# New Years Card Outtake!



## doginthedesert (Oct 10, 2011)

We are doing a New Years card this year instead of a more Christmas-ey holiday card. I am still editing the main photos but I thought this picture I snapped of Kerri was too cute not to share!


----------



## Dorothy's Mom (Apr 8, 2015)

That is a ridiculously good picture! I love the colours and how they play off of Kerri's coat.


----------



## SinisterKisses (Sep 20, 2015)

Great photo, love the purple  Kerri's colours are so pretty.


----------



## coco_little_bear (May 30, 2012)

Aww that's a very cute picture.


----------



## jan896 (Dec 9, 2009)

very nice picture and will make an AWESOME card!! thanks for sharing


----------



## Photobuff42 (Mar 3, 2014)

Kerri is beautiful!


----------



## LittleBeverly2015 (Jan 26, 2015)

This is a beautiful photo! It could win contests, for sure!


----------



## doginthedesert (Oct 10, 2011)

Thanks everybody!

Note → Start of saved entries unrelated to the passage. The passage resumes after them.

PR #521, opened 2026-07-23
Add descriptor-safe session state primitives

omkhar:
## Summary

- add descriptor-relative, symlink-resistant directory walking for owner-controlled session state
- add bounded owner-only regular-file reads with identity and metadata revalidation
- add deterministic syscall seams and adversarial race, ownership, mode, link-count, close, and platform tests

This is a dormant package-private foundation for the sequenced C3 shared-profile work. It does not activate parallel sessions, change the CLI or public contract, or make a new support claim.

## Risk and assurance

- the implementation is Unix-only and unreachable from shipped runtime paths in this unit
- directory traversal is rooted at a trusted descriptor and fails closed on noncanonical paths, symlinks, unsafe ancestors, and same-read mutations
- same-UID mutation outside the enclosing state lock is explicitly outside these helpers' guarantee

## Validation

- independent adversarial review reached clean consensus on the exact rebased tree
- focused/full Go tests, race detector, vet, staticcheck, and 20 shuffled runs passed
- Darwin and Linux `amd64`/`arm64` compilation passed
- hardened read-only Linux execution passed as root and UID 65532
- full `pr-parity` passed on the exact staged tree, including live Colima invariants and release-payload checks

No live C3 support certification is required for this dormant, unreachable foundation; later behavior-changing units remain fail closed until their exact-tree live gates pass.

### DIFF
--- a/internal/host/sessions/owner_file.go
+++ b/internal/host/sessions/owner_file.go
@@ -1,0 +1,152 @@
+// SPDX-License-Identifier: Apache-2.0
+// Copyright 2026 Omkhar Arasaratnam
+
+package sessions
+
+import (
+	"errors"
+	"fmt"
+	"io"
+	"math"
+	"path/filepath"
+	"strings"
+
+	"golang.org/x/sys/unix"
+)
+
+type ownerFile struct {
+	data []byte
+	stat unix.Stat_t
+}
+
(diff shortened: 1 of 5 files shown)


omkhar:
@codex review

PR #524, opened 2026-07-23
Fix canonical hosted-runner Go aliases

omkhar:
## Summary

- scrub only passive hosted-runner aliases matching `GOROOT_<major>_<minor>_{X64,ARM64}` before canonical descendants run
- continue rejecting `GOROOT`, malformed or unknown aliases, and every active ambient Go selector
- fail closed if an alias cannot be removed, without exposing its value
- bind the narrowed behavior in regression, mutation, Bash-version, and documentation-reachability tests

## Why

Merged-main Hosted controls run [29996637812](https://github.com/omkhar/workcell/actions/runs/29996637812) failed because the GitHub runner supplies `GOROOT_1_24_X64`; that versioned tool-cache alias is passive metadata rather than a Go tool input. The original blanket `GO*` gate therefore rejected a normal hosted environment.

## Validation

- focused normal and race tests for the canonical environment
- Bash 3.2 and Bash 5.3 alias, near-match, idempotence, and readonly-failure probes
- three killed mutations: classifier removal, scrub removal, and ignored `unset` failure
- ShellCheck, shfmt, diff, and documentation reachability checks
- live repository hosted-controls audit with the exact failing alias injected
- full exact-tree `pr-parity`
- independent exact-tree review clean after both review findings were fixed

An exact-head manual Hosted controls dispatch was attempted in
[run 30001465746](https://github.com/omkhar/workcell/actions/runs/30001465746),
but the `hosted-controls-audit` environment correctly rejected the PR branch
before checkout: its secret-bearing policy permits only `main` and `v*` tags.
That environment will not be weakened for a PR. The exact tree instead has the
successful live read-only audit above, and the merged-`main` Hosted controls run
must pass before this repair is considered complete.

### DIFF
--- a/docs/validation-scenarios.md
+++ b/docs/validation-scenarios.md
@@ -81,7 +81,10 @@ explicitly source `scripts/lib/canonical-build-env.sh`.
 
 The gate rejects every nonempty ambient shell-identifier `GO*` and `CGO*`
 variable except exact `GOENV=off`, exact `GOWORK=off`, empty `GOFLAGS`, and
-caller-selected `GOPATH`, `GOCACHE`, and `GOMODCACHE` storage paths. It also
+caller-selected `GOPATH`, `GOCACHE`, and `GOMODCACHE` storage paths. Passive
+hosted-runner tool-cache aliases matching exact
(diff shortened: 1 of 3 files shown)


omkhar:
@codex review

omkhar:
@codex review

PR #649, opened 2026-09-06
^R Port the Codex TOML invariants to Go and split the live Colima lane

omkhar:
Three related reductions to `scripts/verify-invariants.sh`: the hand-rolled TOML parser goes away, the static Go delegations stop paying per-check process spawns, and the Darwin live-Colima lane moves to its own file.

## Summary

- Port the Codex TOML invariants to Go. `internal/metadatautil.ValidateCodexManagedConfig` / `ValidateCodexProfileLayer` / `ValidateCodexAdapterLockstep` replace the ~600-line awk `toml_section_assignments` / `toml_section_names` parser and its `require_toml_*` helpers, decoding through the already-vendored `BurntSushi/toml`. The new `workcell-codex-toml-invariants` subcommand runs them in the original script order (both managed baselines, routing parity, the four profile-v2 layers, requirements/wrapper lockstep), so first-failure ordering, exit codes, and stderr text are unchanged. Comparison is on decoded values rather than raw assignment text: it accepts benign reformatting (`enabled=true` vs `enabled = true`) and never a different value; undecodable configs still fail closed.
- Carry the former in-script mutant fixtures over as Go unit tests, including the positive control that a quoted single-segment section name with literal dots (`["profiles.strict.x"]`) decodes to a distinct top-level key and must not trip the `[profiles...]` guard.
- Batch the static Go delegations. `workcell-check-batch ROOT_DIR CHECK[=ARG] ...` runs a contiguous run of single-argument checks in argv order inside one process, stopping at the first failure so its exit code and stderr are byte-identical to the individual subcommand. Batchable names are resolved from the existing subcommand table, so there is no second registry to keep in sync. 48 `workcell-citools` spawns become 19.
- Split the Darwin live-Colima lane into `scripts/verify-invariants-live.sh`, sourced (not executed) so the existing traps and `ROOT_DIR` scope are preserved. `verify-invariants.sh` drops from 8697 to 7193 lines.
- Collapse the new Go helpers onto stdlib: `reflect.DeepEqual` replaces a hand-rolled value comparator (which also removes a latent panic on nested arrays), `slices.Sorted(maps.Keys(...))` replaces the manual key-collect-and-sort, and the two citools test process helpers become one.

## Testing

- `go build ./...` — clean.
- `go vet ./...` — clean.
- `go test ./... -count=1` — exit 0, all packages ok.
- `go test ./internal/metadatautil/... ./cmd/workcell-citools/... -count=1` — ok (metadatautil 7.6s, workcell-citools 0.8s), covering the mutant fixtures, the profile-layer rejections, the lockstep fixtures, and the batch ordering / usage-error cases.
- `go run ./cmd/workcell-citools workcell-codex-toml-invariants <repo>` — exit 0 against the shipped adapter configs.
- `shellcheck -x scripts/verify-invariants-live.sh` — clean; `bash -n` clean on both `verify-invariants.sh` and `verify-invariants-live.sh`.
- Confirmed `tests/scenarios/shared/test-session-commands.sh` still extracts both `detached_session_monitor_*` functions from their new home.


omkhar:
Superseded by a unit series, to satisfy the PR shape gate. This branch is +1710/-1620, well over the 1200-changed-line limit, so the work ships as smaller units that each build and test green on their own and each leave `scripts/verify-invariants.sh` fully functional.

The first unit is #667 (the Go port package plus the `workcell-codex-toml-invariants` citools subcommand, additive only, 3 files / +693). The remaining units follow as their predecessors merge:

- **Unit 2** — swap the `verify-invariants.sh` Codex TOML region for a call to the new subcommand and delete the awk TOML parser and the `require_toml_*` helpers (~671 changed lines, 1 file).
- **Unit 3** — add the `workcell-check-batch` subcommand and batch the static Go delegations in `verify-invariants.sh` (~470 changed lines, 4 files).
- **Units 4a/4b** — extract the Darwin live-Colima lane into `scripts/verify-invariants-live.sh`. A pure move counts both the addition and the deletion, so the single-shot move is ~1506 changed lines and has to land in two steps, each moving roughly half the lane.

Keeping `codex/invariants-toml-port-v2` around until the series lands, as the reference for the remaining extractions.

PR #650, opened 2026-09-06
Verify release outputs after signing

omkhar:
## Summary

- Add `scripts/verify-release-outputs.sh` and an independent read-only `verify-release-outputs` job that re-verifies every release output after the signing job produces it: the Sigstore bundle for each of the nine release-data assets, the runtime image signature, the release and `sha-<commit>` image tags against the signed digest, and the eight provenance plus two SBOM attestations.
- Require the publisher to repeat the same checks before it uploads the assets, so a change between sealing and publication fails closed.
- Move the release trigger from the pushed tag to `repository_dispatch`, so the workflow always loads from `main`, and bind every downstream job to the release commit that the tag-policy gate verified.
- Extend the tag-policy gate to check the workflow ref, the workflow SHA, the tag target, and the required `main` workflow set. This subsumes the previous ancestry and check-run gates, which are removed.
- Bind the publisher to the annotated tag object with `--expected-tag-object`, read the release commit only from the canonical tag headers instead of peeling, and pin the Go toolchain to the exact `go.mod` version at a trusted absolute path.
- Make attestation unconditional. The mutable `WORKCELL_RELEASE_NO_ATTEST` and `WORKCELL_ENABLE_PRIVATE_GITHUB_ATTESTATIONS` repository-variable opt-out is gone, replaced by a fixed public-visibility guard that the validator matches exactly.
- Update the workflow validators, lane policy, and release documentation for the dispatch trigger and the `main` workflow identity.

The second commit is an over-engineering pass over the first: it removes eight job-level `RELEASE_TAG` and `RELEASE_COMMIT` bindings that no step reads, folds the unconditional `verify_args+=(--attestations)` append into the array literal, deletes `namedWorkflowStep` and its test after the YAML-based attestation validator replaced it, collapses two duplicated image-digest rejection tests into one table, and drops a substring permission scan that the parsed permission-map assertion already covers exhaustively. Net 71 lines removed with no coverage lost.

## Testing

- `go build ./...` passed.
- `gofmt -l internal/` reported no files.
- `go vet ./internal/metadatautil ./internal/host/release` passed.
- `go test ./internal/metadatautil -count=1` passed in 14.1s.
- `go test ./internal/host/release -count=1` passed in 2.9s.
- `go test ./internal/testkit -run VerifyReleaseOutputs -count=1 -v` passed, 15 tests including the Cosign, attestation, checksum-inventory, symlink, moved-tag, and malformed-digest negative controls.
- `./scripts/check-pinned-inputs.sh` exited 0.
- `./scripts/verify-workflow-lanes.sh` exited 0.
- `./scripts/check-workflows.sh` exited 0; zizmor v1.23.1 reported no findings.
- `./scripts/check-dead-code.sh` passed. Its one report, `internal/injectionpolicy/reader_acl.go:10 isPolicyACLName`, predates this branch and is untouched here.

The release workflow itself is hosted-only and remains subject to GitHub validation on the next dispatched release.


omkhar:
Superseded: this PR exceeds the repository PR shape gate (16 files, +1788/-366 across the release workflow, its validators, policy, docs, and two new test suites), so it is being split into reviewable units that each build and test green alone.

The first unit is #669, which carries `scripts/verify-release-outputs.sh`, the independent `verify-release-outputs` job, the publisher re-verification step, the publication-gate validator changes, and the workflow-lane registration. The remaining units carry the verifier's behavioural test suite, the `repository_dispatch` trigger and release-commit binding, the unconditional attestation flow, and the documentation updates.

Closing this PR. The branch `security/release-output-verification` is kept as the extraction source until the series lands.

PR #651, opened 2026-09-06
Replace the shell apt broker with a Go broker

omkhar:
Replaces `runtime/container/apt-broker.sh` and the sudo-wrapper's inline request/result directory protocol with a root-owned Go broker over a Unix socket.

## Summary

- `cmd/workcell-apt-broker-server` listens on `/run/workcell/apt-broker/socket` (root-owned dir `0755`, socket `0666`) and runs the fixed package helper; `runtime/container/bin/sudo-wrapper.sh` collapses from 222 lines to a five-line exec into `cmd/workcell-apt-broker-client`.
- Admission is the kernel-attested `SO_PEERCRED` uid matched against the mapped runtime user, so the wire protocol carries only an argument vector and an allowlisted environment — the client cannot choose what runs. Request size, response size, concurrency, and helper duration are all bounded.
- The per-session `sudoers.d` NOPASSWD entry is dropped with the shell broker that needed it. Startup moves from `entrypoint.sh` into `runtime-user.sh`, which passes the mapped runtime uid to the server before handing control to that user, and refuses to reuse or remove an existing socket path.
- A new pinned Dockerfile stage builds both binaries from the pinned Go toolchain; the runtime build context, outbound allowlist, and upstream pin refresh gain the Go toolchain inputs. Codex artifacts install root-owned with explicit modes.
- Second commit is an over-engineering pass over the new sources: `writeFull` (the `io.Writer` contract already forbids a silent short write) and its two fakes, a per-argument length check the body-size bound already covers, two `bytes.Reader` aliases, a duplicated socket predicate, a restated directory validator, a redundant `ErrorWriter` default, and a one-method anonymous interface. The sudo shim now names `aptbroker.DefaultHelperPath` instead of repeating its literal. No boundary behavior changes.
- `docs/invariants.md` gains invariant 4b for the broker; `docs/outbound-endpoints.md` and `policy/hardening-profile.toml` gain the Go toolchain endpoints.

## Testing

- `go build ./...` — clean
- `GOOS=linux go build ./...` — clean
- `go vet ./internal/aptbroker/ ./cmd/...` — clean
- `GOOS=linux go vet ./internal/aptbroker/ ./cmd/...` — clean (covers the linux-only helper, peer, and startup files and their tests)
- `gofmt -l internal cmd` — no output
- `go test ./... -count=1` — all packages ok except one rerun-clean flake in `internal/host/c3certify` (`TestKeepaliveHandlesSignals/terminated`, signal timing, unrelated to this change); `go test ./internal/host/c3certify/ -run TestKeepaliveHandlesSignals -count=2` passes
- `go test ./internal/aptbroker/ ./cmd/workcell-apt-broker-client/ ./cmd/workcell-apt-broker-server/ -count=1` — ok, run again after each cleanup commit
- Container smoke covers the broker end to end: `run_slow_apt_broker_smoke` starts the server as root under `env -i`, asserts socket ownership and mode, then drives an 11-second helper through `sudo -n` as uid 12345 and requires the request to wait rather than time out.


omkhar:
Closing in favour of a smaller series. This branch is +4807/-574 across 61 files, which is well over the repo's PR shape limit, so it is being landed as six reviewable units that each build and test green on their own.

The container keeps a working apt broker at every point: `runtime/container/apt-broker.sh` and the existing sudo wrapper stay in place and unchanged until the final unit swaps them.

1. #668 — `internal/aptbroker` wire protocol and client (open)
2. `internal/aptbroker` privileged helper runner
3. `internal/aptbroker` socket server and `SO_PEERCRED` peer admission
4. `cmd/workcell-apt-broker-client` and `cmd/workcell-apt-broker-server`
5. Pinned Go toolchain build stage, build-context inputs, and outbound allowlist
6. Runtime swap: entrypoint and wrapper wiring, deletion of the shell broker, smoke and hardening tests

No content is dropped; the units together are this branch.

PR #652, opened 2026-09-06
!B Harden container launcher exec paths (Rust suite, clippy, and adapter self-check pass; user-visible execution boundary)

omkhar:
Hardens the two exec paths a child can use to arrive outside the guard, and adds the variadic exec adapter that the guard was missing.

## Summary

- `sanitize_env` restores the immutable Workcell guard preload after it clears caller-controlled loader state. Previously the sanitizer left `LD_PRELOAD` unset, so a child could arrive with a hostile `LD_PRELOAD` and escape the exec guard. The restored value is the fixed `GUARD_PRELOAD` constant, not anything the caller supplied.
- Adds `src/exec_variadic.c` and the `build.rs` step that compiles and archives it on native Linux builds. The adapter supplies real `execl`/`execlp`/`execle` implementations, which flatten their variadic argument lists and re-enter the guard through `workcell_execv`/`workcell_execvp`/`workcell_execve` rather than reaching libc directly.
- Links the guard cdylib with `-Wl,-Bsymbolic-functions` so an interposer cannot replace the guard's internal dispatch between the adapter and the Rust bridges.
- Splits each intercepted entry point into a `guarded_*` implementation plus thin exported symbols, so the adapter, the unversioned exports, and the syscall shim all funnel through one classifier.
- The signal-forwarding hardening from the same review already landed on `main`; this keeps `main`'s version, which is a superset.

## Notes for review

- `tests/exec_variadic_probe.c` is inert: nothing in `build.rs`, the Dockerfile, or `scripts/` compiles it yet. It is staged for the image build that will run it.
- The `WORKCELL_SYMVER` block in `exec_variadic.c` is likewise inert — `build.rs` is the only compiler of that file and always passes `-DWORKCELL_NO_SYMVER`. Flagged here rather than cut, since the versioned-export decision belongs with the image build step that would enable it.

## Testing

Run from `runtime/container/rust`:

- `cargo fmt --check` — clean.
- `cargo test` — `21 passed; 0 failed` (lib), `17 passed; 0 failed` (workcell-launcher), `0` doc-tests. Includes the updated `sanitize_env_clears_sensitive_loader_and_node_state`, which now asserts `LD_PRELOAD` equals `GUARD_PRELOAD` instead of being unset.
- `cargo clippy --all-targets` — zero warnings, zero errors (`undocumented_unsafe_blocks` is `deny` for this crate).
- `cc -std=c11 -fPIC -fvisibility=hidden -O2 -Wall -Wextra -Werror -DWORKCELL_NO_SYMVER -c src/exec_variadic.c` — compiles clean under `-Werror`; `nm -g` shows all 12 `workcell_export_*` symbols.
- Differential self-check on the argument collector: a stub harness binding `workcell_execv`/`workcell_execvp`/`workcell_execve` asserts argv flattening, the NULL sentinel, and the post-sentinel `execle` envp for arg0-only and multi-arg calls. Built against both the pre-dedup and post-dedup adapter; both report `collect_exec_args self-check OK`.

Host is macOS, so `build.rs` skips the C compile and the `#[cfg(target_os = "linux")]` guard paths are not exercised locally — those are covered by the Linux CI lane and the container smoke suite. The adapter was compiled and exercised manually as described above.

## Cleanup in this branch

- Merged `collect_exec_args` and `collect_exec_args_and_env`, which ran the same bounded scan and the same argv allocation, into one collector with an optional `envp` out-parameter. Behavior verified identical by the differential self-check above.
- Dropped a post-compile `fs::metadata` check on the adapter source in `build.rs`; the compiler had already read the file, so a missing source fails the compile above it.

### DIFF
--- a/runtime/container/rust/build.rs
+++ b/runtime/container/rust/build.rs
@@ -1,0 +1,62 @@
+use std::env;
+use std::fs;
+use std::path::PathBuf;
+use std::process::Command;
+
+fn main() {
+    println!("cargo:rerun-if-changed=src/exec_variadic.c");
+
+    if env::var("CARGO_CFG_TARGET_OS").as_deref() != Ok("linux")
+        || env::var("HOST").ok() != env::var("TARGET").ok()
+    {
+        return;
+    }
+
+    let out_dir = PathBuf::from(env::var_os("OUT_DIR").expect("Cargo sets OUT_DIR"));
+    let object = out_dir.join("exec_variadic.o");
+    let source = PathBuf::from("src/exec_variadic.c");
+    let compiler = env::var_os("CC").unwrap_or_else(|| "cc".into());
+    let status = Command::new(compiler)
+        .args([
+            "-std=c11",
+            "-fPIC",
+            "-fvisibility=hidden",
+            "-O2",
+            "-Wall",
+            "-Wextra",
+            "-Werror",
+            "-DWORKCELL_NO_SYMVER",
+            "-c",
+        ])
+        .arg(&source)
+        .arg("-o")
+        .arg(&object)
+        .status()
+        .expect("compile the Linux variadic exec adapter");
+    assert!(
+        status.success(),
+        "Linux variadic exec adapter compilation failed"
+    );
+
+    let archive = out_dir.join("libworkcell_exec_variadic.a");
+    let archiver = env::var_os("AR").unwrap_or_else(|| "ar".into());
+    let status = Command::new(archiver)
+        .args(["rcs"])
+        .arg(&archive)
+        .arg(&object)
+        .status()
+        .expect("archive the Linux variadic exec adapter");
+    assert!(
+        status.success(),
+        "Linux variadic exec adapter archiving failed"
+    );
+
+    // Link the archive into every native target. Unit tests must resolve the
+    // exported trampolines as well as the preload shared library.
+    println!("cargo:rustc-link-search=native={}", out_dir.display());
+    println!("cargo:rustc-link-lib=static=workcell_exec_variadic");
+    // Bind adapter calls to the Rust bridges in this shared object. This avoids
+    // a caller-controlled interposer replacing the guard's internal dispatch.
+    println!("cargo:rustc-link-arg-cdylib=-Wl,-Bsymbolic-functions");
+    let _ = fs::metadata(source).expect("variadic exec adapter source exists");
+}
--- a/runtime/container/rust/build.rs
+++ b/runtime/container/rust/build.rs
@@ -1,5 +1,4 @@
 use std::env;
-use std::fs;
 use std::path::PathBuf;
 use std::process::Command;
 
@@ -58,5 +57,4 @@ fn main() {
     // Bind adapter calls to the Rust bridges in this shared object. This avoids
     // a caller-controlled interposer replacing the guard's internal dispatch.
     println!("cargo:rustc-link-arg-cdylib=-Wl,-Bsymbolic-functions");
-    let _ = fs::metadata(source).expect("variadic exec adapter source exists");
 }
--- a/runtime/container/rust/src/bin/common/launcher_common.rs
+++ b/runtime/container/rust/src/bin/common/launcher_common.rs
@@ -15,6 +15,7 @@ unsafe extern "C" {
 }
 
 pub const BASH_PATH: &str = "/bin/bash";
+pub const GUARD_PRELOAD: &str = "/usr/local/lib/libworkcell_exec_guard.so";
 
 #[cfg(not(test))]
 static MANAGED_CHILD_PID: AtomicI32 = AtomicI32::new(0);
@@ -53,6 +54,9 @@ pub fn sanitize_env() {
         // SAFETY: called during single-threaded launcher startup before any thread or child is spawned; no concurrent env access.
         unsafe { env::remove_var(key) };
     }
+    // Restore only the immutable Workcell guard after removing caller-controlled loader state.
+    // SAFETY: called during single-threaded launcher startup before any thread or child is spawned.
+    unsafe { env::set_var("LD_PRELOAD", GUARD_PRELOAD) };
 }
 
 pub fn set_env_var(key: &str, value: &str) {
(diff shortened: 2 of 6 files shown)


omkhar:
Closing in favour of an incremental series. This branch is +2981/-160 with 2821 of those lines in a single file (`runtime/container/rust/src/lib.rs`, 2166 -> 4669 lines), which is past the PR shape gate and past what can be reviewed as one change.

A note for whoever picks up the follow-ups: the description above covers the guard-preload restore, the variadic adapter, `-Bsymbolic-functions` and the `guarded_*` split, but the diff also carries a substantially larger body of work that the description does not mention — roughly 2500 lines adding bounded exec-input parsing, a trusted-immutable path and descriptor provenance layer, untrusted-shebang classification, and a memfd snapshot-and-seal execution path for mutable targets, plus ~480 lines of tests for those. Each of those is its own hardening concern and each needs its own review.

The branch is kept as the source for the split; nothing is lost.

## Unit 1 — #670

`^B Route execl/execlp/execle through the exec guard` — the variadic adapter, `build.rs`, and the `guarded_*` dispatch split. 3 files, 303 changed lines. Includes a differential proof in the pinned toolchain image showing all three variadic forms escape the guard on `main` and are blocked after.

Two pieces of this branch were dropped there rather than carried: the `WORKCELL_SYMVER` block (never compiled — `build.rs` always passed `-DWORKCELL_NO_SYMVER`, and the container proof shows unversioned interposition already wins against glibc's versioned `execl@GLIBC_2.17`), and `tests/exec_variadic_probe.c` (nothing compiled it; the container harness covers the same entry points with a `main`-versus-branch control). Details in #670.

## Remaining units

Each leaves the crate building and `cargo test`/`clippy` green, and each lands a guard whole — no classifier arrives without the entry-point wiring that uses it.

2. **Bounded exec inputs.** `MAX_EXEC_*` limits, `ExecInputTooLarge`, `bounded_c_string`, `collect_cstring_array`/`c_path_string` returning `Result`, `current_process_env_entries`, `validate_path_value`, `resolve_exec_search_target`, `report_exec_input_block`/`report_with_errno`/`set_errno`, the fail-closed prologue in all eight entry points, and the two limit tests. ~550 lines. Goes first: it changes the parser signatures every later unit's entry-point code is written against.

3. **Loader-environment guard for native exec.** `token_is_loader_environment_assignment`/`_name`/`_unset_option` (the `env -S` and `env -u` handling), `env_has_unsafe_loader_override`, `loader_path_list_targets_mutable_native_exec`, `loader_args_target_mutable_native_exec`, `path_is_loader_sensitive`, `file_descriptor_is_loader_sensitive`, `should_block_loader_env_for_path`/`_for_fd`, the block message and reporter, wiring into all eight entry points, and `loader_control_options_reject_mutable_values`. ~450 lines.

4. **Require the approved guard preload.** The `launcher_common::GUARD_PRELOAD` constant and the `sanitize_env` restore, with its launcher test, land together with the guard side that depends on them: `env_has_approved_guard_preload`, `current_process_is_approved_native_launcher`, `APPROVED_CONTROL_SCRIPTS`, `path_is_approved_control_script`, `is_approved_launcher_control_transition`, `should_block_missing_guard_env`, the block message and reporter, entry-point wiring, and `guard_environment_requires_the_exact_preload`. ~350 lines. Restoring `LD_PRELOAD` in the launcher and requiring it in the guard are one change; splitting them would leave a half-wired guard in either order.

Kerri is so photogenic, I just love when she cooperates with photos she always looks so elegant!


----------



## elaina (Jul 1, 2008)

Great pic !!! I love the purple beads Kerri is wearing and I love the big purple bow on the Champagne bottle and love the silver stuff ( forgot what you call that ) around Kerri. She is super cute


----------



## doginthedesert (Oct 10, 2011)

elaina said:


> Great pic !!! I love the purple beads Kerri is wearing and I love the big purple bow on the Champagne bottle and love the silver stuff ( forgot what you call that ) around Kerri. She is super cute


Thanks! We were just talking about what to call that silver stuff today- I have called it garland forever but my husband insists there is some other name for it. I never know if I am actually wrong or it is just a British thing. He has lived in this country for a long time, but some stuff that he only ever did with his family (like holidays) we end up having totally different terms for!


----------



## Huly (Mar 5, 2012)

Adorable! Love it


----------